革命軍司令官を空爆によって殺害するという究極の選択に、アメリカの関係者は驚いたといいますが、トランプはイランは戦争までは仕掛けてこないと読んでいたようです。

事実、軍司令官の喪があけた6日、イランは十数発のミサイルをアル・アサド米基地に報復として撃ち込み「80名を殺害した」とアナウンスしましたが、そんなすぐに確認できるはずもありません。

実際は“人的被害”が出ないようにミサイルを撃ち込み、自国民や世界に向けて「報復した」とのポーズをとったわけです。

もし、ほんとうに80人ものアメリカ兵が殺害されていたとすれば、その瞬間、インド洋に待機していた52機ともいわれるB52爆撃機やアラビア沿岸に控えていたアメリカ空母などから、直ちに「イラン壊滅作戦」が行なわれていたはずです。

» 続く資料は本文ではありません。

PR #383, opened 2019-04-12
Add logging to debug windows libfuzzer backup failures.

inferno-chromium:


inferno-chromium:
gs://clusterfuzz-windows-corpus/libfuzzer/*/* is all 22 bytes and empty.

jonathanmetzman:
Thanks!

src/python/fuzzing/corpus_manager.py
```diff
@@ -102,6 +102,11 @@ def backup_corpus(backup_bucket_name, corpus, directory):
   try:
     backup_archive_path = shutil.make_archive(backup_archive_path,
                                               BACKUP_ARCHIVE_FORMAT, directory)
+    logs.log('Created corpus backup file.',
```
jonathanmetzman: I'm actually not sure if this will provide any more info. I think the backups are being created they just don't contain anything.

inferno-chromium: From stackdriver logs, it does seem like directory has corpus units, so this is just to see what arguments are passed to shutil.make_archive. something very weird, so this is just to log and confirm the arguments and size of archive locally.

そこまで準備をして、アメリカはソレイマニ革命軍司令官の殺害を実行したのです。

最高指導者ハメネイ師も、そんなアメリカ軍の展開をつかんでいましたので、「戦争」を避けるべく、アメリカに人的被害がでないようにわざと外してミサイルを撃ち込みました。

6日のご質問への回答に戻りますと、占星学から次のように書いておきました。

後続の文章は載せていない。